Wirtschaft heißt Wandel

Und die Moral der Opel-Geschichte? Die Produktpalette eines Unternehmens ist nicht in Stein gemeißelt. Ein gesunde Firma produziert, was gebraucht wird. Ob das Nähmaschinen, Fahrräder oder Automobile sind, entscheidet der Markt. Niemand braucht in Schnappatmung zu verfallen, wenn in Deutschland keine Autos mehr hergestellt werden. Wirtschaft heißt Wandel. Ein Wandel in der Fahrzeugindustrie bedeutet nicht Deindustriealisierung sondern Modernisierung. Wir werden die Zeit noch erleben, in der Opel wieder in den Schoß der Fahrradindustrie zurückkehrt. Zurück zu den glorreichen Anfängen, zurück zu Adam.

Adam Opel und das Auto

Der Nähmaschinen – und Fahrradfabrikant Adam Opel starb 1895, noch vor der Produktion des ersten Opel-Automobils.
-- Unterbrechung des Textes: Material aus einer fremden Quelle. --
PR #1302, opened 2020-12-28
Indibase/refactoring - update INDI::Property

pawel-soja:
Hi!

I found an unfinished "INDI::Property" class. I have moved some of the scattered code into this class.

For those who are bored:
I am thinking to use "BaseDevice" and "Property" to implement the idea:
https://github.com/pawel-soja/indi/tree/widgets/examples/example_widgets

### DIFF
--- a/indidriver.c
+++ b/indidriver.c
@@ -168,7 +168,7 @@ static char *escapeXML(const char *src, size_t size)
 /* tell Client to delete the property with given name on given device, or
  * entire device if !name
  */
-void IDDelete(const char *dev, const char *name, const char *fmt, ...)
+void IDDeleteVA(const char *dev, const char *name, const char *fmt, va_list ap)
 {
     pthread_mutex_lock(&stdout_mutex);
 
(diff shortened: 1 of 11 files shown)


knro:
Great! Are you thinking of creating Qt-like widgets with signals/slots? That would be awesome!

Btw, have you tested this with drivers that utilize dynamic properties (read from skeleton XML)? Like EQMod and induino drivers.

pawel-soja:
Yes, I would implement something like Qt, but using std::function. It gives great opportunities to manipulate arguments.
First, I want to clean up as much code as possible so as not to miss something when implementing widgets.

indidriver.c
```diff
@@ -2313,13 +2366,12 @@ void IDSetLight(const ILightVectorProperty *lvp, const char *fmt, ...)
...
-        va_start(ap, fmt);
         char message[MAXINDIMESSAGE];
-        printf("  message='");
         vsnprintf(message, MAXINDIMESSAGE, fmt, ap);
+
+        // #PS: why not escapeXML_fputs?
+        printf("  message='");
         printf("%s'\n", entityXML(message));
-        va_end(ap);
     }
```
pawel-soja, line 2375: Sometimes the "entityXML" function is used,
sometimes "escapeXML_fputs", but nothing here.
Right?

With the next review, I can improve it.

indidriver.c
```diff
@@ -2354,12 +2413,10 @@ void IDSetBLOB(const IBLOBVectorProperty *bvp, const char *fmt, ...)
...
     if (fmt)
     {
-        va_list ap;
-        va_start(ap, fmt);
         printf("  message='");
+        // #PS: missing escapeXML_fputs ?
         vprintf(fmt, ap);
         printf("'\n");
-        va_end(ap);
     }
```
pawel-soja, line 2420: Sometimes the "entityXML" function is used,
sometimes "escapeXML_fputs", but nothing here.
Right?

With the next review, I can improve it.

knro:
Any issues with EQMod and/or induino drivers with this change?

knro:
While checking with INDI EQMod, KStars just crashed in customerproperties.cpp. Still investigating the issue.

pawel-soja:
I missed something. I'll fix it.

pawel-soja:
I tested indi_eqmod_telescope and indi_duino with KStars (no hardware).
It looks OK to me.
Have you recompiled indi-3rdparty?
Can you give more details?

knro:
Looks like it was a KStars bug. Ok thanks, I will merge this now as I ran all the tests and it looks OK. I will test in the live observatory now as well. Good work, this is a very good step to migrating the rest oft he code to modern C++!

rlancaste:
A user in the INDI forum just reported that a change made in this merge broke the OS X build.  I just tested and confirmed it.  The issue appears to be a change you made near the top of indiproperty.cpp.  Here is the compile time error message:  "error: aliases are not supported on darwin"

knro:
@pawel-soja Can you please check?

PR #1307, opened 2020-12-31
Basedevice/refactoring - Another small step into the future.

pawel-soja:
Hi Jasem!

I cleaned up a bit. I have separated a directory where I will implement high-level widget/property.
Fixed a bug with counting correct elements from XML ('n' variable).
This is probably all this year.

Happy New Year!
Paweł Soja


knro:
Thank you Pawel, great work as always! I am happy to report that I tested all your changes yesterday in the observatory and it all worked without issues. I will keep testing today if the weather is clear. Happy new year!

PR #1308, opened 2020-12-31
Add new helper methods to the AlignmentSubsystemForDrivers (Alt/Az)

rickbassham:
Now adding the helper methods for Alt/Az mounts. I would appreciate if someone with an Alt/Az mount could test this. The test cases I wrote seem to work well, though.

```cpp
      /** \brief Adds an alignment point to the model database, usually called from Sync.
       * \param[in] actualRA actual Right Ascension in decimal hours
       * \param[in] actualDec actual Declination in decimal degrees
       * \param[in] mountAlt Altitude where the mount thinks it is in decimal degrees
       * \param[in] mountAz Azimuth where the mount thinks it is in decimal degrees
       * \return true if the alignment point was added to the database, otherwise false
       *
       * This will return false if either the alignment point was already added, or if the location
       * is not set. Call UpdateLocation to set the current location.
       */
      bool AddAlignmentEntryAltAz(double actualRA, double actualDec, double mountAlt, double mountAz);

      /** \brief Converts an actual sky location to coordinates to send to the mount, usually called
       * in Goto.
       * \param[in] actualRA actual Right Ascension in decimal hours
       * \param[in] actualDec actual Declination in decimal degrees
       * \param[out] mountAlt Altitude to send to the mount
       * \param[out] mountAz Azimuth to send to the mount
       * \return true if we converted actualRA/actualDec to mountAlt/mountAz, otherwise false
       *
       * This will return false if we have fewer than 2 alignment points added, or if the location
       * is not set. Call UpdateLocation to set the current location.
       */
      bool SkyToTelescopeAltAz(double actualRA, double actualDec, double &mountAlt, double &mountAz);

      /** \brief Converts a mount location to actual sky coordinates, usually called in ReadScopeStatus.
       * \param[in] mountAlt Altitude where the mount thinks it is in decimal degrees
       * \param[in] mountAz Azimuth where the mount thinks it is in decimal degrees
       * \param[out] actualRA actual Right Ascension in decimal hours
       * \param[out] actualDec actual Declination in decimal degrees
       * \return true if we converted mountRa/mountDec to actualRA/actualDec, otherwise false
       *
       * This will return false if we have fewer than 2 alignment points added, or if the location
       * is not set. Call UpdateLocation to set the current location.
       */
      bool TelescopeAltAzToSky(double mountAlt, double mountAz, double &actualRA, double &actualDec);
```

### DIFF
--- a/libs/indibase/alignment/AlignmentSubsystemForDrivers.cpp
+++ b/libs/indibase/alignment/AlignmentSubsystemForDrivers.cpp
@@ -170,6 +170,96 @@ namespace INDI
             return false;
         }
 
+        bool AlignmentSubsystemForDrivers::AddAlignmentEntryAltAz(double actualRA, double actualDec, double mountAlt, double mountAz)
+        {
+            ln_lnlat_posn location;
+            if (!GetDatabaseReferencePosition(location))
+            {
+                return false;
+            }
+
+            struct ln_hrz_posn AltAz
+            {
+                0, 0
+            };
+            AltAz.alt = range360(mountAlt);
+            AltAz.az = range360(mountAz);
+
+            AlignmentDatabaseEntry NewEntry;
+            TelescopeDirectionVector TDV = TelescopeDirectionVectorFromAltitudeAzimuth(AltAz);
+
+            NewEntry.ObservationJulianDate = ln_get_julian_from_sys();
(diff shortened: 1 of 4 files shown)


knro:
@jochym @xsnrg Can you please check?

PR #1309, opened 2021-01-03
add new ccd rotation prop to ccd simulator

rickbassham:
To make testing https://invent.kde.org/education/kstars/-/issues/56 easier, add a manual rotation prop to the ccd simulator.


knro:
This rotation sim property was actually removed from the simulator a while ago! It's now in the ABS_ROTATOR_ANGLE property in INDI::Rotator which INDI::CCD monitors. So for your testing, you can add a Rotator Simulator to your equipment profile and change the value as desired. It would have the same effect.

rickbassham:
Since we are trying to do manual rotations with that ticket, the code in Ekos will use the rotator to do the rotation, so having a setting you can change manually would still be needed to test it.

rickbassham:
And the snoop on the rotator will still work with this change. This just gives us another way to change it.

knro:
Alright, merged!

PR #1999, opened 2021-03-17
Add search to NUL Authorities dashboard screen

adamjarling:
This is now wired up with tests passing.

image

### DIFF
--- a/assets/js/components/Dashboards/Csv/List.jsx
+++ b/assets/js/components/Dashboards/Csv/List.jsx
@@ -68,7 +68,7 @@ function DashboardsCsvList(props) {
     <div data-testid="csv-list">
       <UISearchBarRow isCentered>
         <UIFormInput
-          placeholder="Search"
+          placeholder="Filter"
           name="csvSearch"
           label="Filter CSV imports"
           onChange={handleFilterChange}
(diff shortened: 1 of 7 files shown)


kdid:
It works great for the initial search. The behavior was a little weird when I searched for a term and then did an update on it:

I searched "dogs", got 3 results, clicked edit on one of them and added/changed the hint. 
After save (I got a success message) but did not see the updated hint in the UI, and still was only shown the 3 results for dogs but "dogs" was no longer present in the search box. 

I think there's a couple different ways this flow could work...

adamjarling:
Ah, yea good call. I'll try to force the refresh of data and see if I can retain the current search term.

adamjarling:
@kdid This is cleaned up now so after you edit an authority record, it saves your search and keeps the filter.

kdid:
The search term stays in the search box now but the page doesn't show the updated entry. Should it? I'm not trying to make this task impossible but as a user I would be wondering if my edit worked or not. If that's too hard to implement I'm willing to approve.

adamjarling:
@kdid So this was odd, it was working with some test data I previously was using, but not any new data.  Guessing my test data from yesterday was one of the first 100 records returned, so it was triggering the `useEffect` hook to update values.  This latest commit explicitly calls the filtering function from both an update, and a delete.  I tested with a few records and seems to work for me, but if you can put it through the ringer I appreciate it.

kdid (approved):

kdid:
Yep. Looks good.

Noch überliefert ist, was er beim Anblick eines Automobils ausgerufen haben soll:

„Aus diesem Stinkkasten wird nie mehr werden als ein Spielzeug für Millionäre, die nicht wissen, wie sie ihr Geld wegwerfen sollen!“

Adam Opel (1837-1895) Quelle: Opel Jugend Kalender 1965, S. 31

Die Radkolumne meint: Halten wir das Vermächtnis von Adam Opel in Ehren! Und freuen wir uns auf die Zeit, in der wir wieder stolz sagen können: Ich fahre ein Opel. Ein Fahrrad natürlich.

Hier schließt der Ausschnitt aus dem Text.